Поля вскинула глаза на девку: у той дрожали посиневшие от холода губы. Не врет. Вот оно как. Двух родовых детей потерял нынче лес.
— Мы пришли, а она… Мертвая. В крови вся…
Где-то далеко, на дне темного омута памяти, Поля хранила образ тихой девочки с тонкими волосами, собранными в тугую косу. Девочка и родилась-то хиленькой, молодость да сила Глаши давно канули в небытие, а та все пыталась родить наследника прожорливому лесу. Так и росла Стеша нежеланной, но любимой. В большом теткином сердце каждому нашлось место. А теперь безжизненное девичье тело осталось лежать в луже крови. Так поступает лес с теми, кто ему не нужен. Сбежать, сбежать бы прочь из него, оставить за спиной и орешник этот, и могучие сосны, и кочки, и низины, и нелюдь всю, прячущуюся в них.
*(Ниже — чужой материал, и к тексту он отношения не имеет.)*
PR #126, opened 2024-04-27
Upload wordlists/rulesets from disk

puzzlepeaches:
This PR adds support for uploading wordlists/rulesets from disk instead of a web browser. The functionality here is identical to the Ruby version. 

Changes Made:

Directories were added to the following locations and contain `.gitkeep` files:

```
hashview/control/rules/auto_upload
hashview/control/wordlists/auto_upload
```

A job with APScehduler was added to `hashview.py` for both rulesets and wordlist that checks for new files every minute. When a new file is detected in the auto_upload folders:

1. A checksum for the file is generated and compared to existing rulesets/wordlists in the DB
2. If the wordlist/ruleset is unique, the file is imported into the database in the background

Notes:
- This PR contains the code from https://github.com/hashview/hashview/pull/125. I think you should merge that first before attempting to merge this code. 
- This feature has yet to be tested with very large files. Can't with my current setup.
- The one-minute interval check for new word lists might be too frequent. I cannot tell how system-intensive the file hashing is on a large wordlist. If it eats a ton of resources, the user may experience issues.
- Changes were also made to the `docker-compose.yaml` file to support this change for a docker-based environment. They are commented out with a note.


i128:
When you're ready for this to get merged, please submit this PR to the v0.8.2-dev branch and not main.

PR #244, opened 2021-12-21
Fix reduction loop to consider output's initial value

makesource:
- `linalg::generic` reduction loop consider output tensor's initial value
- `linalg::dot`, `linalg::matmul` also consider output tensor's initial value
- `linalg::conv`, `linalg::DepthwiseConv2DNhwcHwcmOp` also consider output tensor's initial value


src/encode.cpp
```diff
@@ -2290,11 +2294,13 @@ void encodeOp(State &st, mlir::linalg::DotOp op, bool encodeMemWrite) {
...
   auto t1 = st.regs.get<Tensor>(inputOps[0]->get());
   auto t2 = st.regs.get<Tensor>(inputOps[1]->get());
+  auto t3 = st.regs.get<Tensor>(outputOps[0]->get());
   st.wellDefined(op, t1.isFullyInitialized());
   st.wellDefined(op, t2.isFullyInitialized());
+  st.wellDefined(op, t3.isFullyInitialized());
   st.wellDefined(op, t1.get1DSize() == t2.get1DSize());
 
-  auto res = t1.dot(t2);
+  auto res = t1.dot(t2, move(t3));
```
aqjune, line 2303: Let's use `t3.get(Index(0))` for clarity?

src/encode.cpp
```diff
@@ -2613,8 +2617,13 @@ static void encodeReductionLoopBodyAndOutput(
     // t_res[0] = sum(\i. t_input[i / n][i % n] , i < m * n)
 
     // Define this as a splat tensor (num. elems is 1 anyway)
-    t_res = Tensor(t_v.getElemType(), t_v.sum(),
+    // TODO (seongwon): Currently we cover only tensor cases..
+    // TODO: Support memref cases
+    auto outty = newst.regs.get<Tensor>(the_op->getOperands().back());
```
aqjune, line 2622: Nit: `outty` vs. `outTensor`?

aqjune: Another question: can a reduction loop have multiple outputs?

src/encode.cpp
```diff
@@ -2613,8 +2617,13 @@ static void encodeReductionLoopBodyAndOutput(
     // t_res[0] = sum(\i. t_input[i / n][i % n] , i < m * n)
 
     // Define this as a splat tensor (num. elems is 1 anyway)
-    t_res = Tensor(t_v.getElemType(), t_v.sum(),
+    // TODO (seongwon): Currently we cover only tensor cases..
+    // TODO: Support memref cases
```
aqjune, line 2621: I thought linalg.generic for memref was already supported - no?

src/value.cpp
```diff
@@ -685,13 +685,21 @@ Tensor Tensor::matmul(const Tensor &b) const {
   auto bt_row = bt.to1DArrayWithOfs(
       {j, Index::zero()}, {Index::one(), bt.dims[1]});
 
-  auto res = elemType.isa<mlir::FloatType>() ?
+  optional<Expr> res;
+  if (init) {
+    auto initVal = init->get({i, j}).first;
+    res = elemType.isa<mlir::FloatType>() ?
```
aqjune, line 691: Maybe we can merge two bodies below?

src/value.cpp
```diff
@@ -720,17 +728,26 @@ Tensor Tensor::elementwiseUnaryOp(
   return mkInitializedLambda(resultElemType, getDims(), move(idxvars), elemout);
 }
 
-Expr Tensor::dot(const Tensor &t2) const {
+Expr Tensor::dot(const Tensor &t2, std::optional<Tensor> &&init) const {
```
aqjune, line 731: No std::

src/value.cpp
```diff
@@ -720,17 +728,26 @@ Tensor Tensor::elementwiseUnaryOp(
...
   auto len = get1DSize();
-  return elemType.isa<mlir::FloatType>() ?
+
+  if (init) {
+    // scalar output
+    auto initVal = init->get({Index(0)}).first;
+    return elemType.isa<mlir::FloatType>() ?
```
aqjune, line 737: Let's merge

aqjune:
Do you want to add a test that is verify-incorrect due to different out args?

src/encode.cpp
makesource: It checked at here (https://github.com/aqjune/mlir-tv/blob/master/src/encode.cpp#L2704-L2706)

src/encode.cpp
makesource: Partially yes but.. to properly support reduction loop, we have to check whether output memref is initialized.

makesource:
Added `matmul-bad` cases. Thanks!
https://github.com/aqjune/mlir-tv/pull/244/files#diff-7cd8f871ada445d1529adf11924aa01a34b859a4f9b15e5bdbb8058fcbf4eadd

PR #249, opened 2021-12-22
Implement missing semantics for fp div

strikef:
This PR implements two important properties of FP division (which was missing)
- +-0.0 / x -> ?0.0 (x != +-0.0)
- x / x -> 1.0, x / -x -> -1.0 (x != +-0.0 or +-Inf)


aqjune:
Q: what about nan inputs?

strikef:
If dividend or divisor is NaN, the result is NaN. This condition is checked before checking the above two conditions.

PR #253, opened 2021-12-27
Fix fp identity in to1DArrayWithOfs

makesource:
`zero()` returns non-negative zero value


aqjune:
Thanks! I'll merge this once CI is passed.

PR #256, opened 2021-12-27
Optimize lambda expression

makesource:


makesource:
I'm not sure whether this patch improves performance, I'll create a new PR.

Да только сама Полина давно корнями проросла в чащу, а вот у девки был еще шанс спастись.
— Ты что ж, испугалась покойницу да сбежала? — спросила ее Поляша, добавляя в улыбку тепла.
Беглянка кивнула, утерла лицо, насупилась ребенком, ожидающим трепку.
— Глупо. — Поляша решила говорить с ней, как с неразумным дитятей, а лес весенний во взгляде, так тот привиделся с горя, и все тут. — Глупо одной в лес, босиком, без дороги. Сгинешь.